- [Dataset records]
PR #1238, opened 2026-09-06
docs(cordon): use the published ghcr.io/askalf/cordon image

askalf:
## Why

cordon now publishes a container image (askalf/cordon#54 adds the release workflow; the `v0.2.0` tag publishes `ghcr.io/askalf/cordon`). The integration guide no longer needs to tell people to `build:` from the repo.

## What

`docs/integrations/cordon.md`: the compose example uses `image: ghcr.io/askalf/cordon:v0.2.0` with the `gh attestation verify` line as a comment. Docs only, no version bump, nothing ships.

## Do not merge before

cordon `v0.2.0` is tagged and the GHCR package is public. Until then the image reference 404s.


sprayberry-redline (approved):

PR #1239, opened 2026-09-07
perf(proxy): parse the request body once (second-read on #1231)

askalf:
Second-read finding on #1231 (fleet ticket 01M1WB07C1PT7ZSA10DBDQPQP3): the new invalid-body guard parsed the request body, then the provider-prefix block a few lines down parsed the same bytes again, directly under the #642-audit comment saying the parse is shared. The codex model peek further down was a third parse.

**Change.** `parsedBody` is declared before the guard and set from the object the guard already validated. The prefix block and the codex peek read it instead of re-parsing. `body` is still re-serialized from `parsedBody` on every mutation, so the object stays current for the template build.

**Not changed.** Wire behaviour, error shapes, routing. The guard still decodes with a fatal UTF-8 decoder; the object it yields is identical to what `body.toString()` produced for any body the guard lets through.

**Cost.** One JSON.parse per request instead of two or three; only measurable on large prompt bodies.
--
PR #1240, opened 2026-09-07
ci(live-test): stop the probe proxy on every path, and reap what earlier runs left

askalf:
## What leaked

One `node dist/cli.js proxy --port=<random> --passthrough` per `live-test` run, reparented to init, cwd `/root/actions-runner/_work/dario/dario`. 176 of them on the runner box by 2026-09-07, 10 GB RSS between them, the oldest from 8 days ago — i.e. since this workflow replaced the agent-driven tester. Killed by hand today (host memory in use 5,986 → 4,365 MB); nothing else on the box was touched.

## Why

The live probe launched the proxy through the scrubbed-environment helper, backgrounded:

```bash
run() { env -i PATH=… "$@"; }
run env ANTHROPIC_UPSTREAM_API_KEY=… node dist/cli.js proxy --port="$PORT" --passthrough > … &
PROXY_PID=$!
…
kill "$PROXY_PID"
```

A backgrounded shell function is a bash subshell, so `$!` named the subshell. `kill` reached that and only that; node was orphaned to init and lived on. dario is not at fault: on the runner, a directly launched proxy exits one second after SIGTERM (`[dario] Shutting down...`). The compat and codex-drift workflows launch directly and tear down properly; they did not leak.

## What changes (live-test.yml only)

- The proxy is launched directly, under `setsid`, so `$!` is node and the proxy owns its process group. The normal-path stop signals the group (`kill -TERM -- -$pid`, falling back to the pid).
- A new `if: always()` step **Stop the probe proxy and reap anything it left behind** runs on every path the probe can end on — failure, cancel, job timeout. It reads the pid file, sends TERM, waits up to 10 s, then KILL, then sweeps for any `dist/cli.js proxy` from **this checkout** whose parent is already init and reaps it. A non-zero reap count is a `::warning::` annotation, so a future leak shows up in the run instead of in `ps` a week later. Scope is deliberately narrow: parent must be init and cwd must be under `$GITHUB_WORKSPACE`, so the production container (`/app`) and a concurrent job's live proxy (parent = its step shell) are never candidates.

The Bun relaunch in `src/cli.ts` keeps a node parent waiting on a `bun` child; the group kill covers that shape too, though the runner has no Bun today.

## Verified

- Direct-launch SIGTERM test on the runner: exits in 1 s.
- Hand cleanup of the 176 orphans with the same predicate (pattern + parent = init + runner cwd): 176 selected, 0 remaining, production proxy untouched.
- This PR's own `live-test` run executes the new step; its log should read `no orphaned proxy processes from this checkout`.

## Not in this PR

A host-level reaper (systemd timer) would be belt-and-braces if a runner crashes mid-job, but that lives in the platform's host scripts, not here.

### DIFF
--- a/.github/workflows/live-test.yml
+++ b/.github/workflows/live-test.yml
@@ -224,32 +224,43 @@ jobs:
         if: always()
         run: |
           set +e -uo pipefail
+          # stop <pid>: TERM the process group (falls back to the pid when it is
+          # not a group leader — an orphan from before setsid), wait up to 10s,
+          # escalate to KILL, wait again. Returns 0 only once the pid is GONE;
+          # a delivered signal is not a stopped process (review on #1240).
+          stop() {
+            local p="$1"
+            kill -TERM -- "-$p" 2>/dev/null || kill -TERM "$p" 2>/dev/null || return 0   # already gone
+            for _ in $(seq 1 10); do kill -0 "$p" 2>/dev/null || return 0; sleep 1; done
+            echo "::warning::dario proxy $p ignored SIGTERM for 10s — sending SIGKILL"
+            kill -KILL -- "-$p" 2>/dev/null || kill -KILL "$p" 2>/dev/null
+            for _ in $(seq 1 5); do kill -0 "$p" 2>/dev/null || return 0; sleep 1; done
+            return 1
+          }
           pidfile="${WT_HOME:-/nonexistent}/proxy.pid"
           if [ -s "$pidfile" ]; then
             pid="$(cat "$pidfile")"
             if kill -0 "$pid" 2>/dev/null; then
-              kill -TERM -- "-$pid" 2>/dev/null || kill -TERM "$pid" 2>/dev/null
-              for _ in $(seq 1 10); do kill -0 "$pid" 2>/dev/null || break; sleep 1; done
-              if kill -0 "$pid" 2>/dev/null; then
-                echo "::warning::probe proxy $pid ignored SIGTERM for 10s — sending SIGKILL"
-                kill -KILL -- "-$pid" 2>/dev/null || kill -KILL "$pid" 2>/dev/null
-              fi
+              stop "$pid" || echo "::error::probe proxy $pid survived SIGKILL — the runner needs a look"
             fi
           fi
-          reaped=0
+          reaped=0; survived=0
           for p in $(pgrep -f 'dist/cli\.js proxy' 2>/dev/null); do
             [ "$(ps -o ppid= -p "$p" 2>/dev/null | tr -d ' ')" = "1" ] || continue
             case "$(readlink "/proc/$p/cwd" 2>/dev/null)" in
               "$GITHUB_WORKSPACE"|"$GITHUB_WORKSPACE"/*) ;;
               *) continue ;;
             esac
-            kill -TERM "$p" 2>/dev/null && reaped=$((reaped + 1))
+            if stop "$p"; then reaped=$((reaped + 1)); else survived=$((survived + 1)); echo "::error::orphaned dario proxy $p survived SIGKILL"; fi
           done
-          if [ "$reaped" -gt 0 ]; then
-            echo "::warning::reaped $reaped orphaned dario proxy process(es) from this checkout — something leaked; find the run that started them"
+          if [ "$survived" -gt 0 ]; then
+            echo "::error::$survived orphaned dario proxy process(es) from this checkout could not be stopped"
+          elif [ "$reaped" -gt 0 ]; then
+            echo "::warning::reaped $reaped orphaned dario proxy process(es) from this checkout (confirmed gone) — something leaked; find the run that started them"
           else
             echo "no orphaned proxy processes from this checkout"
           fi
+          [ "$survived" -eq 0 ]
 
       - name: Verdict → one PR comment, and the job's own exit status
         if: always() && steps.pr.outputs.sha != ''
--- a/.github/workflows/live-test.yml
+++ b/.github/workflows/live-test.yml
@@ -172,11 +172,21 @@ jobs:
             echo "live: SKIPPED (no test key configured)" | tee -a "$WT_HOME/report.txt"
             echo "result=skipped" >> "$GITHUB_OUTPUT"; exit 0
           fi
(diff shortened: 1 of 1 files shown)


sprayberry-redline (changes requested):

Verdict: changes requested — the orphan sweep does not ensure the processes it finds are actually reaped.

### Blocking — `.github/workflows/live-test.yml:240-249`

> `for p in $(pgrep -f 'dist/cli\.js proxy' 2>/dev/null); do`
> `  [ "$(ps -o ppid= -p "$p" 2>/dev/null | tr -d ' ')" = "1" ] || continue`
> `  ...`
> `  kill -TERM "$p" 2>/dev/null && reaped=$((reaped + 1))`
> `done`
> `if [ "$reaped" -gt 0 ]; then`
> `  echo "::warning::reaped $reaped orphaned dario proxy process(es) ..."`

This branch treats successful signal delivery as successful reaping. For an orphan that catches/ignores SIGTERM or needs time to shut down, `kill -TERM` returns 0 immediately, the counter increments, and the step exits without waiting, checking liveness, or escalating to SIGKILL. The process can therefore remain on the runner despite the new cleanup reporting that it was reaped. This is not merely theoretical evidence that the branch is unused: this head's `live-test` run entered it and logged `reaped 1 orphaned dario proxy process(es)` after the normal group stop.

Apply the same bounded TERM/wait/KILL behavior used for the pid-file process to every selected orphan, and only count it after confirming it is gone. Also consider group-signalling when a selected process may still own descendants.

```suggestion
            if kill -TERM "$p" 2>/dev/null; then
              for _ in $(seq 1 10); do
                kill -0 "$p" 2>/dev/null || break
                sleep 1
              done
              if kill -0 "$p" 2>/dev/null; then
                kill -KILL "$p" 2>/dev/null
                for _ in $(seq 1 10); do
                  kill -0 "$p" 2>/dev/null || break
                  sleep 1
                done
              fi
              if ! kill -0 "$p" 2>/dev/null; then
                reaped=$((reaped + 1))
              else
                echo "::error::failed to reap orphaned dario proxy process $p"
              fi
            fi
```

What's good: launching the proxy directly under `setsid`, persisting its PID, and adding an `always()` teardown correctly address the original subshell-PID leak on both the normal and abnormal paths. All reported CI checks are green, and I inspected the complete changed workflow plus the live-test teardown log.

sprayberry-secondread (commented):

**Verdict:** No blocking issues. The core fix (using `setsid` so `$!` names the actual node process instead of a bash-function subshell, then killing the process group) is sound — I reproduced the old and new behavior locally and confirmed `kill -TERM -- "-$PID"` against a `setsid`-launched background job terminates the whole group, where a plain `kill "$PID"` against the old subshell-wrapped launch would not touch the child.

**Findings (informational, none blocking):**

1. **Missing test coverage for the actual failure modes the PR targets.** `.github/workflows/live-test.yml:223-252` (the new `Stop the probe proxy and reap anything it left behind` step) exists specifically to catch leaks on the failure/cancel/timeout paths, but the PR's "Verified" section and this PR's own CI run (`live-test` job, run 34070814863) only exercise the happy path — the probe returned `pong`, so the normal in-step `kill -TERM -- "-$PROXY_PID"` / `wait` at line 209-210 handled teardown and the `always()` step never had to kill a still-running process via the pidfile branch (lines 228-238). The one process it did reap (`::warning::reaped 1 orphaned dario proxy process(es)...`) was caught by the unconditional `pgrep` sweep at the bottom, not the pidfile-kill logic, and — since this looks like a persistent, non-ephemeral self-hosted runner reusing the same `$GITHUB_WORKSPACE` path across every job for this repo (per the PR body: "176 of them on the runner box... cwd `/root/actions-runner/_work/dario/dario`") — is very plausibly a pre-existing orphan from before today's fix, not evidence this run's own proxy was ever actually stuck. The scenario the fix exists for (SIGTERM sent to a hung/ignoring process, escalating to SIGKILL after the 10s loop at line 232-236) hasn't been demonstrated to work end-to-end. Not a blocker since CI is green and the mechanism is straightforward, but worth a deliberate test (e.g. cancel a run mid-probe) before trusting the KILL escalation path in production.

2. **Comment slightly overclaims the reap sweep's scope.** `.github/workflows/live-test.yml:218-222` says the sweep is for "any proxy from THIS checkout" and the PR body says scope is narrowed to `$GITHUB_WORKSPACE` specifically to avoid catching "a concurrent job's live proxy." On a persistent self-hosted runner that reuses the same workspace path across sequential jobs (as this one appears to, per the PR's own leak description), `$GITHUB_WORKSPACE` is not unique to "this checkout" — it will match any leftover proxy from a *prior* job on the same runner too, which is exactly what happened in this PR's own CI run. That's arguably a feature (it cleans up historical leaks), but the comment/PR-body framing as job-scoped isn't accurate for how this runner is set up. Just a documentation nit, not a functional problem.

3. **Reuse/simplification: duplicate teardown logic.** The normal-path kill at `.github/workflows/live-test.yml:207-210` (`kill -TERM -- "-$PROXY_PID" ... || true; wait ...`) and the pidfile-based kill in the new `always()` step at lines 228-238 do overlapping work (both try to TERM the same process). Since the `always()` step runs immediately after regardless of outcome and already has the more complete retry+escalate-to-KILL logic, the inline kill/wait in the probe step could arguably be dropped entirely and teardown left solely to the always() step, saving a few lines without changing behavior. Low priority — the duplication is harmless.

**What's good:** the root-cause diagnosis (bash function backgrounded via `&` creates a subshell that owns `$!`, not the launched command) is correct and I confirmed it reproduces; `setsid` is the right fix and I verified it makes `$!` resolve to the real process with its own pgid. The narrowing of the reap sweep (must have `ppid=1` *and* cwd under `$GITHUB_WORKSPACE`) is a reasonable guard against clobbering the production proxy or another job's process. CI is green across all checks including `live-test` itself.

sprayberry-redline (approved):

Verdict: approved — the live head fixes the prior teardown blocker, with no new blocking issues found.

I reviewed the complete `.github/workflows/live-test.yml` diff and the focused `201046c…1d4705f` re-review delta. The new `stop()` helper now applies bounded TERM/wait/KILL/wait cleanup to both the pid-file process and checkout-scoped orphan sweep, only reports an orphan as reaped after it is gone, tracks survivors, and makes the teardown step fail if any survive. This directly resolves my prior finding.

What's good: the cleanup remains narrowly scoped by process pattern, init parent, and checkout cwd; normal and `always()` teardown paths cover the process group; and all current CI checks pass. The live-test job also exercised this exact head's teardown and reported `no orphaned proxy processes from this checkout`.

- [Task brief] Copy every line of the material in which the word "runs" occurs.

- [Your response]
ci(live-test): stop the probe proxy on every path, and reap what earlier runs left
- A new `if: always()` step **Stop the probe proxy and reap anything it left behind** runs on every path the probe can end on — failure, cancel, job timeout. It reads the pid file, sends TERM, waits up to 10 s, then KILL, then sweeps for any `dist/cli.js proxy` from **this checkout** whose parent is already init and reaps it. A non-zero reap count is a `::warning::` annotation, so a future leak shows up in the run instead of in `ps` a week later. Scope is deliberately narrow: parent must be init and cwd must be under `$GITHUB_WORKSPACE`, so the production container (`/app`) and a concurrent job's live proxy (parent = its step shell) are never candidates.
3. **Reuse/simplification: duplicate teardown logic.** The normal-path kill at `.github/workflows/live-test.yml:207-210` (`kill -TERM -- "-$PROXY_PID" ... || true; wait ...`) and the pidfile-based kill in the new `always()` step at lines 228-238 do overlapping work (both try to TERM the same process). Since the `always()` step runs immediately after regardless of outcome and already has the more complete retry+escalate-to-KILL logic, the inline kill/wait in the probe step could arguably be dropped entirely and teardown left solely to the always() step, saving a few lines without changing behavior. Low priority — the duplication is harmless.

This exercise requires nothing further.